- RECORDS FOR THIS EXERCISE -
PR #1179, opened 2020-07-03
Hydrate destination queues at startup

neilalexander:
This PR asks the database which servers we have pending events for at startup and then starts those queues. This is particularly important for the iOS P2P demo where the app doesn't survive in the background.

### DIFF
--- a/federationsender/queue/destinationqueue.go
+++ b/federationsender/queue/destinationqueue.go
@@ -251,8 +251,10 @@ func (oq *destinationQueue) backgroundSend() {
 					oq.cleanPendingInvites()
 					return
 				} else {
-					// We haven't been told to give up terminally yet
-					// but we still need to wake up the next iteration.
+					// We haven't been told to give up terminally yet but we still have
+					// PDUs waiting to be sent. By sending a message into the wake chan,
+					// the next loop iteration will try processing these PDUs again,
+					// subject to the backoff.
 					oq.wakeServerCh <- true
 				}
 			} else if transaction {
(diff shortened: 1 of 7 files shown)


federationsender/queue/queue.go
```diff
@@ -60,6 +60,13 @@ func NewOutgoingQueues(
 		signing:    signing,
 		queues:     map[gomatrixserverlib.ServerName]*destinationQueue{},
 	}
+	// Look up which servers we have pending items for and then rehydrate those queues.
+	if serverNames, err := db.GetPendingServerNames(context.TODO()); err == nil {
```
Kegsay, line 64: `Background` probably more suitable at startup.

Kegsay: We also drop the err to the floor?

neilalexander: I'll switch to `Background`. Also I can log the error, although it doesn't really matter since another attempt to send a federation event would restart the queue anyway.

federationsender/queue/destinationqueue.go
```diff
@@ -250,6 +250,10 @@ func (oq *destinationQueue) backgroundSend() {
 					oq.cleanPendingEDUs()
 					oq.cleanPendingInvites()
 					return
+				} else {
+					// We haven't been told to give up terminally yet
+					// but we still need to wake up the next iteration.
+					oq.wakeServerCh <- true
```
Kegsay, line 256: I don't understand the implications of doing this, and the comments don't help me.

federationsender/queue/queue.go
Kegsay: Knowing that an error has occurred is useful especially for sqlite where `database is locked` is a constant worry.

neilalexander: It's logging now.

federationsender/queue/destinationqueue.go
neilalexander: I've updated the comments.

PR #768, opened 2019-07-27
Implement event redaction

Cnly:
Fixes #620.

This PR also includes a minor database fix taken from #696.

This PR doesn't provide full check on redactor's power level yet, which should be fixed at some point later, together with Dendrite's other power level TODOs. Another aspect in which it can be improved is that some similar code appearing in both roomserver and syncapi may be able to get factored out somewhere.

Signed-off-by: Alex Chen <minecnly@gmail.com>

### Pull Request Checklist

* [x] I have added any new tests that need to pass to `testfile` as specified in [docs/sytest.md](https://github.com/matrix-org/dendrite/blob/master/docs/sytest.md)
* [x] Pull request includes a [sign off](https://github.com/matrix-org/dendrite/blob/master/CONTRIBUTING.md#sign-off)

PR #1182, opened 2020-07-03
Implement local redaction

Kegsay:
- Add `/redact` endpoint.
- Perform checks according to spec.
- Make redaction events.
- Send them to the roomserver.

Few minor refactors:
 - Add more wrapper functions for interacting with internal APIs (one liners are nice).
 - Return a headered event when building an event as we must know the room version by then.

Critically this does not:
 - Redact events in the roomserver database or mark them as redacted.
 - Redact events in the syncapi database or mark them as redacted.

See work by @Cnly at https://github.com/matrix-org/dendrite/pull/768 for what this might entail - and we have room versions now so we can finish it all up. Unknown if this works currently over federation.

### DIFF
--- a/clientapi/routing/redaction.go
+++ b/clientapi/routing/redaction.go
@@ -74,14 +74,16 @@ func SendRedaction(
 		if plEvent == nil {
 			return util.JSONResponse{
 				Code: 403,
-				JSON: jsonerror.Forbidden("cannot redact event, missing pl event"),
+				JSON: jsonerror.Forbidden("You don't have permission to redact this event, no power_levels event in this room."),
 			}
 		}
 		pl, err := plEvent.PowerLevels()
 		if err != nil {
 			return util.JSONResponse{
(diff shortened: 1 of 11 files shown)


clientapi/routing/redaction.go
```diff
@@ -0,0 +1,134 @@
...
+				Code: 403,
+				JSON: jsonerror.Forbidden("cannot redact event, malformed pl event"),
+			}
+		}
+		allowedToRedact = pl.UserLevel(device.UserID) >= pl.Redact
+	}
+	if !allowedToRedact {
+		return util.JSONResponse{
+			Code: 403,
+			JSON: jsonerror.Forbidden("cannot redact event"),
```
neilalexander, line 92: I suspect this error gets rendered by the client - can we make it a bit more descriptive? e.g. `You don't have permission to redact this event (power level %d is required)`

- PROBLEM -
Set down exactly the lines of the data above, beginning with the line that has "This PR doesn't" and ending with the line that has "- Redact events in the syncapi", and no others.

- TASK OUTPUT -
This PR doesn't provide full check on redactor's power level yet, which should be fixed at some point later, together with Dendrite's other power level TODOs. Another aspect in which it can be improved is that some similar code appearing in both roomserver and syncapi may be able to get factored out somewhere.

Signed-off-by: Alex Chen <minecnly@gmail.com>

### Pull Request Checklist

* [x] I have added any new tests that need to pass to `testfile` as specified in [docs/sytest.md](https://github.com/matrix-org/dendrite/blob/master/docs/sytest.md)
* [x] Pull request includes a [sign off](https://github.com/matrix-org/dendrite/blob/master/CONTRIBUTING.md#sign-off)

PR #1182, opened 2020-07-03
Implement local redaction

Kegsay:
- Add `/redact` endpoint.
- Perform checks according to spec.
- Make redaction events.
- Send them to the roomserver.

Few minor refactors:
 - Add more wrapper functions for interacting with internal APIs (one liners are nice).
 - Return a headered event when building an event as we must know the room version by then.

Critically this does not:
 - Redact events in the roomserver database or mark them as redacted.
 - Redact events in the syncapi database or mark them as redacted.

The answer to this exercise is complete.